PR #337, opened 2021-07-07
AWK Implementation

DaviNakamuraCardoso:
## Description
Prime Sieve implementation in AWK

## Contributing requirements


PrimeAWK/solution_1/Dockerfile
```diff
@@ -0,0 +1,13 @@
+FROM ubuntu
```
rbergen, line 1: For purposes of longer-term predictability of behavior, I think it's better to pin on a specific (supported LTS) version of ubuntu.

PrimeAWK/solution_1/README.md
```diff
@@ -0,0 +1,45 @@
+# AWK Solution
+![Algorithm](https://img.shields.io/badge/Algorithm-base-green)
+![Faithfulness](https://img.shields.io/badge/Faithful-yes-green)
+![Parallelism](https://img.shields.io/badge/Parallel-no-green)
```
rbergen: What is the bit size of the prime candidates within this solution?

PrimeAWK/solution_1/README.md
```diff
@@ -0,0 +1,45 @@
+# AWK Solution
+![Algorithm](https://img.shields.io/badge/Algorithm-base-green)
+![Faithfulness](https://img.shields.io/badge/Faithful-yes-green)
```
rbergen: This solution cannot be marked as faithful. For one, it doesn't use a class-like structure that contains the sieve state. That also means that the solution's drag-race output line needs to be changed accordingly.

PrimeAWK/solution_1/Dockerfile
DaviNakamuraCardoso: Fixed

PrimeAWK/solution_1/README.md
DaviNakamuraCardoso: Fixed

PrimeAWK/solution_1/README.md
DaviNakamuraCardoso: Fixed

PrimeAWK/solution_1/primes.awk
```diff
@@ -0,0 +1,109 @@
...
+
+    if (count != count_primes())
+    {
+        print "Wrong count of primes";
+        exit;
+    }
+
+    print "Passes: " passes ", Time: " duration ", Average: " duration / passes ", Count: " count ", Valid: " validate_results();
+
+    print "DaviNakamuraCardoso;" passes ";" duration ";algorithm=base,faithful=yes";
```
rbergen: It seems the output line still needs to be modified to reflect that the solution is not faithful.

DaviNakamuraCardoso: Done.

PrimeAWK/solution_1/Dockerfile
```diff
@@ -0,0 +1,13 @@
+FROM ubuntu:18.4
```
rbergen: The docker build fails because ubuntu:18.4 is an unrecognized container image tag. Please make sure that the docker build and build run work before you commit.

DaviNakamuraCardoso: It works now.

PrimeAWK/solution_1/README.md
```diff
@@ -0,0 +1,46 @@
+# AWK Solution
+![Algorithm](https://img.shields.io/badge/Algorithm-base-green)
+![Faithfulness](https://img.shields.io/badge/Faithful-no-green)
```
rbergen: I missed this before, but the badge color for implementations that are not faithful is -yellowgreen instead of -green

rbergen (approved):
LGTM

marghidanu (approved):

PR #338, opened 2021-07-07
Remove parseFloat in verbose output

icecream17:
I made a whole description in the commit


rbergen:
> I made a whole description in the commit

I noticed. It made the PR list an interesting thing to look at for a few seconds.

The possible performance improvement you mentioned relates to printing the result, which is not part of the benchmarked part of the implementation and as such not relevant. Even if it was, it does not warrant the other changes, which are all cosmetic.  

I think the right decision here is to close this.

PR #339, opened 2021-07-07
Optimizations for PrimeCPP

supsm:
## Description

adds a few optimizations which improve performance (13% faster on my machine)  
not sure why the diff is messed up, I might've accidentally changed some indentation  
**IMPORTANT:** I have not applied these optimizations to multithreaded since it doesn't seem to perform as well. I have also decided not to mess with constexpr solution.

## Contributing requirements

* [ ] I added a README.md with the right badge(s). **(does not apply)**
* [ ] I added a Dockerfile that builds and runs my solution. **(does not apply)**

### DIFF
--- a/PrimeCPP/solution_1/PrimeCPP.cpp
+++ b/PrimeCPP/solution_1/PrimeCPP.cpp
@@ -16,118 +16,107 @@ using namespace std::chrono;
 
 class prime_sieve
 {
-private:
+  private:
 
-    long sieveSize = 0, count = -1;
-    vector<bool> Bits;
-    const std::map<const long long, const int> resultsDictionary =
-    {
-          {          10LL, 4         },               // Historical data for validating our results - the number of primes
-          {         100LL, 25        },               // to be found under some limit, such as 168 primes under 1000
-          {        1000LL, 168       },
-          {       10000LL, 1229      },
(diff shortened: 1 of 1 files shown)


rbergen:
For some reason (line ends? whitespacing?) the diff makes it look like the whole file has changed, which it clearly hasn't. Please modify your commit so that the diff only shows the actual changes in code.

supsm:
It should be fixed now, can you check again?

rbergen:
It is fixed. And now it is, I can see that your algorithm effectively skips:
- checking if 5 is a prime
- establishing it is a prime, and 
- clearing multiples of 5

All of this effectively means the algorithm treats 5 as a known prime. That's a deviation of the base algorithm, which makes it's not the base algorithm anymore. 

Based on this, we can't merge this as an optimization to the existing solution.

supsm:
Why would this be any different from skipping multiples of 2?

rbergen:
Because 2 is the _only_ allowed exception. Dave has been very explicit about this up to this point, [including yesterday](https://github.com/PlummersSoftwareLLC/Primes/discussions/318#discussioncomment-972240), and will be again, soon.

supsm:
Alright, thanks!

PR #340, opened 2021-07-07
Sped up the octave implementation

AdamCooman:
## Description

The old implementation first created a vector of indices and then performed a sum and divide by two on that vector to compute the indices in the `raw_bits` vector. This was taking a lot of time. By avoiding a call into the function `clear_bits` and computing the indices in the original vector directly, I obtained a significant speedup. 
I replaced the raw_bits vector by a logical vector, as it seems more appropriate to use that here.
I also removed the get_bit function because it was performing a check that was unneeded.

Before this change, I obtained around 400 Passes. The new implementation has around 1500 Passes.

## Contributing requirements

* [ x ] I read the contribution guidelines in CONTRIBUTING.md.
* [ x ] I placed my solution in the correct solution folder.
* [ existed already ] I added a README.md with the right badge(s).
* [ existed already ] I added a Dockerfile that builds and runs my solution.
* [ x ] I selected `drag-race` as the target branch.
* [ x ] All code herein is licensed compatible with BSD-3.

### DIFF
--- a/PrimeOctave/solution_1/run_sieve.m
+++ b/PrimeOctave/solution_1/run_sieve.m
@@ -10,33 +10,14 @@ function count=run_sieve(limit)
   % Only store information about odd numbers, as all even numbers are
   % automatically prime
   % rbergen: wrapped 2 in int32() to fix idivide integer input error in Octave 6.2.0
-  raw_bits = ones(1,idivide(limit,int32(2)));
+  raw_bits = true(1,idivide(limit,int32(2)));
   
-  % Check if 'index' has been eliminated as non-prime yet. Returns 1 if
-  % it has not yet been eliminated (still considered a prime candidate)
-  function bit = get_bit(index)
-    if rem(index,2) == 0
-      % If multiple of 2, automatically return false and warn the user 
-      % that he is checking even numbers unnecessarily
-      'checking even bits!'
-      bit = 0;
-      return
-    else
-      bit = raw_bits((index+1)/2);
-      return
-    endif
-  endfunction
-
-  function clear_bits(range)
-    raw_bits((range + 1) / 2) = 0;
-  endfunction
-
   factor = 3;
   q = sqrt(limit);
   while(factor<=q)
     % Find the next prime (look for the first bit in raw_bits that is still set
     for num=factor:2:limit
-      if get_bit(num)
+      if raw_bits((num+1)/2)
         factor = num;
         break
       endif
@@ -44,8 +25,7 @@ function count=run_sieve(limit)
 
     % Mark all odd multiples of 'factor' as non-prime
     % Even multiples are already known to be non-prime
-
-    clear_bits(factor*3:factor*2:limit);
+	raw_bits((factor*3+1)/2:factor:end) = false;
     
     % Increment 'factor' to the next prime candidate
     factor += 2;


rbergen:
Tagging @fspigel and allowing time for them to review and respond to this PR on their original solution, if they want to do so.

PrimeOctave/solution_1/run_sieve.m
```diff
@@ -10,42 +10,22 @@
...
         factor = num;
         break
       endif
     endfor
 
     % Mark all odd multiples of 'factor' as non-prime
     % Even multiples are already known to be non-prime
-
-    clear_bits(factor*3:factor*2:limit);
+	raw_bits((factor*3+1)/2:factor:end) = false;
```
JohnnySammour, line 28: can you explain this? i tried to execute it and got incorrect results (some prime numbers indices were set to false after the factor = 3 pass) which makes me believe you are trying some optimization
according to [wikipedia](https://en.wikipedia.org/wiki/Sieve_of_Eratosthenes):
>`for i = 2, 3, 4, ..., not exceeding √n do
        if A[i] is true
            for j = i2, i2+i, i2+2i, i2+3i, ..., not exceeding n do
                A[j] := false`

i suggest trying `raw_bits(factor*factor:factor:end) = false;`

tjol: How did you determine that the results were incorrect? This code does the exact same thing as the previous version (the division by 2 was just in function clear_bit before) and generates the correct number of primes.

The array doesn't store even numbers. 3 is in index 2, 5 in index 3, and so on. (Index 1 is unintentionally left blank)

JohnnySammour: > The array doesn't store even numbers. 3 is in index 2, 5 in index 3, and so on

thanks for pointing it out.

fspigel: This solution is faster by a factor of 25, that's rather dramatic. I didn't know abstracting functionality into functions was slowing it down so much. Is this a consequence of Octave being an interpreted language?

In any case this is fine by me, send it.

fspigel (approved):

rbergen:
@fspigel Thank you for responding so quickly. Based on your feedback, I will merge this.

PrimeOctave/solution_1/run_sieve.m
tjol: Yep, with Octave, and MATLAB, and Numpy, many other interpreted languages/environments designed for numerical computing, the general rule of thumb is to do as little as possible in the high-level language and as much as possibly in built-in functions since they're written in C and Fortran. Especially no loops!

I think the difference is especially pronounced with Octave as the interpreter is particularly slow (compared to MATLAB, at least by reputation)

tjol: also, @fspigel, speaking of dramatic, I'm actually not sure if you ever saw the previous PR on the octave solution: #291

JohnGarbarino13 (changes requested):
no go

PrimeOctave/solution_1/run_sieve.m
fspigel: Goodness, no I hadn't. I never got the notification for some reason. That is certainly humbling :)

PR #341, opened 2021-07-07
pythonic updates to python solution 1

JacobCallahan:
This update focuses on making things look more pythonic as well as makes the script more efficient overall.

before:
```
Passes: 55, Time: 10.067714939825237, Avg: 0.18304936254227702, Limit: 1000000, Count: 78498, Valid: True

davepl;55;10.067714939825237;1;algorithm=base,faithful=yes
```

after:
```
Passes: 78, Time: 10.085202750982717, Avg: 0.12929747116644508, Limit: 1000000, Count: 78498, Valid: True

davepl;78;10.085202750982717;1;algorithm=base,faithful=yes
```

## Contributing requirements

### DIFF
--- a/PrimePython/solution_1/PrimePY.py
+++ b/PrimePython/solution_1/PrimePY.py
@@ -1,140 +1,125 @@
-
 # Python Prime Sieve
 #
 # MyFirstPython Program (tm) Dave Plummer 8/9/2018
 #
-# This is the main prime_sieve class. Call it with the number you wish as an upper limit, then
-# call the runSieve method to do the calculation. printResults will dump the count to check validity.
+# This is the main PrimeSieve class. Call it with the number you wish as an upper limit, then
+# call the run_sieve method to do the calculation. print_results will dump the count to check validity.
 #
 # Updated 3/22/2021 for Dave's Garage episode comparing C++, C#, and Python
+# Updated 7/7/2021 to be more pythonic/efficient
 
-from sys import stdout                      # So I can print without an automatic python newline
-from math import sqrt                       # Used by the sieve
-import timeit                               # For timing the durations
+from math import sqrt  # Used by the sieve
+import timeit  # For timing the durations
 
-class prime_sieve(object):
 
-    rawbits = None   # Storage for sieve - since we filter evens, just half as many bits
-    sieveSize = 0    # Upper limit, highest prime we'll consider
+PRIMECOUNTS = {
+    10: 4,  # Historical data for validating our results - the number of primes
+    100: 25,  # to be found under some limit, such as 168 primes under 1000
+    1000: 168,
+    10000: 1229,
+    100000: 9592,
+    1000000: 78498,
+    10000000: 664579,
+    100000000: 5761455,
+}
 
-    primeCounts = { 10 : 4,                 # Historical data for validating our results - the number of primes
-                    100 : 25,               # to be found under some limit, such as 168 primes under 1000
-                    1000 : 168,
-                    10000 : 1229,
-                    100000 : 9592,
-                    1000000 : 78498,
-                    10000000 : 664579,
-                    100000000 : 5761455
-                  }
 
-    def __init__(this, limit):
-        this.sieveSize = limit
-        this.rawbits = [True] * (int((this.sieveSize+1)/2))
+class PrimeSieve(object):
+    # more of a memory optimization, but doesn't hurt to demo!
+    __slots__ = ["sieve_size", "raw_bits"]
 
-    # Look up our count of primes in the historical data (if we have it) to see if it matches
+    def __init__(self, limit):
+        # Upper limit, highest prime we'll consider
+        self.sieve_size = limit
+        # Storage for sieve - since we filter evens, just half as many bits
+        self.raw_bits = [True] * ((self.sieve_size + 1) // 2)
 
-    def validateResults(this):                      # Check to see if this is an upper_limit we can
-        if this.sieveSize in this.primeCounts:      # the data, and (b) our count matches. Since it will return
-            return this.primeCounts[this.sieveSize] == this.countPrimes() # false for an unknown upper_limit, can't assume false == bad
+    def validate_results(self):
+        """Look up our count of primes in the historical data (if we have it) to see if it matches"""
+        # Check to see if this is an upper_limit we can
+        if self.sieve_size in PRIMECOUNTS:
+            # the data, and (b) our count matches.
+            return PRIMECOUNTS[self.sieve_size] == self.count_primes()
+        # Since it will return false for an unknown upper_limit, can't assume false == bad
         return False
 
-    # GetBit
-    # 
-    # Gets a bit from the array of bits, but automatically just filters out even numbers as false,
-    # and then only uses half as many bits for actual storage
-
-    def GetBit(this, index):
-
-        if (index % 2 == 0): # even numbers are automaticallty returned as non-prime
-            return False
+    def get_bit(self, index):
+        """Gets a bit from the array of bits, but automatically just filters out even numbers as false,
+        and then only uses half as many bits for actual storage
+        """
+        if index % 2 != 0:  # even numbers are automaticallty returned as non-prime
+            return self.raw_bits[index // 2]
         else:
-            return this.rawbits[int(index/2)]
+            return
 
-    # ClearBit
-    #
-    # Reciprocal of GetBit, ignores even numbers and just stores the odds. Since the prime sieve work should
-    # never waste time clearing even numbers, this code will assert if you try to
-
-    def ClearBit(this, index):
-
-        if (index % 2 == 0):
-            assert("If you're setting even bits, you're sub-optimal for some reason!")
-            return False
+    def clear_bit(self, index):
+        """Reciprocal of get_bit, ignores even numbers and just stores the odds. Since the prime sieve work should
+        never waste time clearing even numbers
+        """
+        if index % 2 != 0:
+            self.raw_bits[index // 2] = False
         else:
-            this.rawbits[int(index/2)] = False
+            return
 
-    # primeSieve
-    # 
-    # Calculate the primes up to the specified limit
-
-    def runSieve(this):
-
+    def run_sieve(self):
+        """Calculate the primes up to the specified limit"""
         factor = 3
-        q = sqrt(this.sieveSize)
+        q = sqrt(self.sieve_size)
 
-        while (factor < q):
-            for num in range (factor, this.sieveSize):
-                if (this.GetBit(num) == True):
+        while factor < q:
+            for num in range(factor, self.sieve_size):
+                if self.get_bit(num):
                     factor = num
                     break
 
             # If marking factor 3, you wouldn't mark 6 (it's a mult of 2) so start with the 3rd instance of this factor's multiple.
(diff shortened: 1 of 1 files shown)


rbergen:
The solution you're seeking to modify is one of Dave's original entries in the drag-race. Because of this, we're not going to merge cosmetic and coding style changes to it. Because of this, I'm going to ask if you can either:
- modify your PR to only include the code changes that improve performance, then we can consider those;
- explain how the changes you now committed realize the performance improvement you claim.

JacobCallahan:
@rbergen I can add some comments as to why specific changes were made especially those that were changed for performance reasons. However, I challenge the historical style rigidity for these reasons:

1. I have not altered the original algorithm.
2. The style changes reflect what is most common in python projects.
3. Dave mentioned that he dabbled in Python, which is why the style is more reminiscent of other languages.
4. More modern style changes (f-strings) are actually more performant.
5. Dave asked for people to update the examples he came up with to improve them.
6. This is a better/clearer representation of the language for those unfamiliar with it.

PrimePython/solution_1/PrimePY.py
```diff
@@ -1,140 +1,125 @@
...
 # MyFirstPython Program (tm) Dave Plummer 8/9/2018
 #
-# This is the main prime_sieve class. Call it with the number you wish as an upper limit, then
-# call the runSieve method to do the calculation. printResults will dump the count to check validity.
+# This is the main PrimeSieve class. Call it with the number you wish as an upper limit, then
+# call the run_sieve method to do the calculation. print_results will dump the count to check validity.
 #
 # Updated 3/22/2021 for Dave's Garage episode comparing C++, C#, and Python
-
-from sys import stdout                      # So I can print without an automatic python newline
```
JacobCallahan, line 11: unnecessary as `print` can take a `sep` argument to suppress newline characters. This also eliminates an import.

PrimePython/solution_1/PrimePY.py
```diff
@@ -1,140 +1,125 @@
...
-    def validateResults(this):                      # Check to see if this is an upper_limit we can
-        if this.sieveSize in this.primeCounts:      # the data, and (b) our count matches. Since it will return
-            return this.primeCounts[this.sieveSize] == this.countPrimes() # false for an unknown upper_limit, can't assume false == bad
+# Updated 7/7/2021 to be more pythonic/efficient
+
+from math import sqrt  # Used by the sieve
+import timeit  # For timing the durations
+
+
+PRIMECOUNTS = {
```
JacobCallahan, line 15: primecounts didn't need to be nested under the class and is treated as a constant. This change better reflects that.

PrimePython/solution_1/PrimePY.py
```diff
@@ -1,140 +1,125 @@
...
+    1000: 168,
+    10000: 1229,
+    100000: 9592,
+    1000000: 78498,
+    10000000: 664579,
+    100000000: 5761455,
+}
+
+
+class PrimeSieve(object):
```
JacobCallahan, line 27: This capitalization pattern is more common in python. Also, `object` doesn't need to be explicit anymore, but I left it. could be removed.
```suggestion
class PrimeSieve:
```

PrimePython/solution_1/PrimePY.py
```diff
@@ -1,140 +1,125 @@
...
+    # more of a memory optimization, but doesn't hurt to demo!
+    __slots__ = ["sieve_size", "raw_bits"]
+
+    def __init__(self, limit):
```
JacobCallahan, line 31: `self` is almost always used instead of `this` unlike other languages. Technically any valid name could be used here, but this is the most common standard.

PrimePython/solution_1/PrimePY.py
```diff
@@ -1,140 +1,125 @@
...
+        # Upper limit, highest prime we'll consider
+        self.sieve_size = limit
+        # Storage for sieve - since we filter evens, just half as many bits
+        self.raw_bits = [True] * ((self.sieve_size + 1) // 2)
```
JacobCallahan, line 35: using a floordiv instead of a truediv and explicit conversion back to an integer is 10x faster.

PrimePython/solution_1/PrimePY.py
```diff
@@ -1,140 +1,125 @@
...
+
+    def validate_results(self):
+        """Look up our count of primes in the historical data (if we have it) to see if it matches"""
```
JacobCallahan, line 38: docstrings are used in python instead of block comments above the function/method definition

PrimePython/solution_1/PrimePY.py
```diff
@@ -1,140 +1,125 @@
...
-
-    # ClearBit
-    #
-    # Reciprocal of GetBit, ignores even numbers and just stores the odds. Since the prime sieve work should
-    # never waste time clearing even numbers, this code will assert if you try to
-
-    def ClearBit(this, index):
-
-        if (index % 2 == 0):
-            assert("If you're setting even bits, you're sub-optimal for some reason!")
```
JacobCallahan, line 61: This assertion does nothing. Assertions in python are checks that the following statement returns a "truthy" result. If not it will return an AssertionError. This will always assert True

PrimePython/solution_1/PrimePY.py
```diff
@@ -1,140 +1,125 @@
...
-            return False
+            return
+
+    def clear_bit(self, index):
+        """Reciprocal of get_bit, ignores even numbers and just stores the odds. Since the prime sieve work should
+        never waste time clearing even numbers
+        """
+        if index % 2 != 0:
+            self.raw_bits[index // 2] = False
```
tjol, line 60: This is where the performance improvement comes from: replacing the call to `int` with a much cheaper integer division.

(As for the rest, it's just a question of style and therefore shouldn't be merged)

PrimePython/solution_1/PrimePY.py
```diff
@@ -1,140 +1,125 @@
...
-
-    def printResults(this, showResults, duration, passes):
-
-        if (showResults): # Since we auto-filter evens, we have to special case the number 2 which is prime
-            stdout.write("2, ");
+    def print_results(self, showResults, duration, passes):
+        """Displays the primes found (or just the total count, depending on what you ask for)"""
+        if showResults:
+            # Since we auto-filter evens, we have to special case the number 2 which is prime
+            print("2, ", sep="")
```
JacobCallahan, line 93: an empty string passed into `sep` overrides the default newline character

PrimePython/solution_1/PrimePY.py
```diff
@@ -1,140 +1,125 @@
...
-                    stdout.write(str(num) +", ")
-                count+=1
-
-        assert(count == this.countPrimes())
-        stdout.write("\n");
-        print("Passes: " + str(passes) + ", Time: " + str(duration) + ", Avg: " + str(duration/passes) + ", Limit: " + str(this.sieveSize) + ", Count: " + str(count) + ", Valid: " + str(this.validateResults()))
-
+        for num in range(3, self.sieve_size):
+            # Count (and optionally dump) the primes that were found below the limit
+            if self.get_bit(num):
```
JacobCallahan, line 98: python allows for "truthy" checks. this is almost 50% faster than checking if the value is equal to True explicitly.

PrimePython/solution_1/PrimePY.py
```diff
@@ -1,140 +1,125 @@
...
+                count += 1
+
+        assert count == self.count_primes()
         # Following 2 lines added by rbergen to conform to drag race output format
-        stdout.write("\n");
-        print("davepl;" + str(passes) + ";" + str(duration) + ";1;algorithm=base,faithful=yes");
+        print(
+            f"\nPasses: {passes}, Time: {duration}, Avg: {duration/passes}, Limit: {self.sieve_size}, Count: {count}, Valid: {self.validate_results()}"
+        )
+        print(f"\ndavepl;{passes};{duration};1;algorithm=base,faithful=yes")
```
JacobCallahan, line 108: using f-string here makes the line more readable and is also faster than all the explicit strong conversion and concatenation calls.

PrimePython/solution_1/PrimePY.py
JacobCallahan: That alone added an additional 20 passes. However, the remaining 3 passes came from the other changes.

rbergen:
Thank you for your explanation.

> I challenge the historical style rigidity for these reasons:

That's fair enough. However, this "historical style rigidity" has been applied consistently, because when Dave said he was looking for improvements to existing solutions, he meant he was looking for improvements _to the drag-race performance of_ those existing solutions. 

Based on your explanation, my conclusion is that the vast majority of the changes in your PR are style changes or not relevant for the benchmark's result. Based on that, I will have to ask to limit your changes to those that improve the performance of the actual sieve implementation, for me to be able to recommend merging this PR.

As it stands, this is one of Dave's original solutions, so he would have to agree to any changes anyway. Would you like me to ask for his feedback on the current PR? Of course, in that case I will be transparent about my recommendation.

JacobCallahan:
@rbergen 
> That's fair enough. However, this "historical style rigidity" has been applied consistently, because when Dave said he was looking for improvements to existing solutions, he meant he was looking for improvements _to the drag-race performance of_ those existing solutions.

Also fair. While I do not believe my style changes fall outside the scope of what is requested, you are a maintainer so ultimately if you're not comfortable with the changes then I can close this. I would rather not separate the style changes from the performance changes, as that would be an implicit acceptance of the current style.

> Based on your explanation, my conclusion is that the vast majority of the changes in your PR are style changes or not relevant for the benchmark's result. Based on that, I will have to ask to limit your changes to those that improve the performance of the actual sieve implementation, for me to be able to recommend merging this PR.

If numbers alone were presented in the video and not a review of the language itself, I wouldn't be as concerned. However, as a would-be python educator, I'd prefer viewers to see a more faithful representation of the language style/use.

> As it stands, this is one of Dave's original solutions, so he would have to agree to any changes anyway. Would you like me to ask for his feedback on the current PR? Of course, in that case, I will be transparent about my recommendation.

If you wouldn't mind, would you reach out? Regardless of the decision you two make on accepting/rejecting this pr, he may at least be interested in seeing how someone more familiar with the language would change up his version.
Thanks!

davepl:
Without regard to whether its an improvement or not, because I'm sure it is, one reality I had to accept in my career was that you always wrote code that looked like the codebase you were working with; your code should follow the style of the code you're working with; you should not modify their bracing or indentation of variable naming or commenting scheme, etc.  When you're done it should look like the original author did the work, and not that someone imposed their own design sensibilities on it... unless that person is taking complete ownership of the deliverable.

I learned this going back and forth between Cairo (which had an updated coding standard that I liked) and Windows GDI, which was older, and User32, which was older still.  All three are very different, and you work in the style you find them in.  I know, because I once tried to "improve" one of them and got my hand slapped!

This is all a long-winded way of saying _any changes to this project should be for performance only and should be the minimum amount of change possible to achieve that perf gain_.

rbergen:
@JacobCallahan I'll leave to you how you want to proceed with this PR, based on Dave's input.

JacobCallahan:
@davepl @rbergen I'll respect your decisions and thank you for your time. Closing this as I'd rather not divorce the performance changes from what I think is truly valuable.

PR #343, opened 2021-07-07
optimize V solution_1

Ekopalypse:
@marghidanu 
Do not add a second solution, but improve the existing solution_1

### DIFF
--- a/PrimeV/solution_1/primes.v
+++ b/PrimeV/solution_1/primes.v
@@ -1,6 +1,12 @@
 import time
 import math
 
+const (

● ● ● ● ● ● ●

Search the entries for the word "division", then gather every line that has it.

*OUTPUT FOR THIS EXERCISE*.
tjol: How did you determine that the results were incorrect? This code does the exact same thing as the previous version (the division by 2 was just in function clear_bit before) and generates the correct number of primes.
tjol, line 60: This is where the performance improvement comes from: replacing the call to `int` with a much cheaper integer division.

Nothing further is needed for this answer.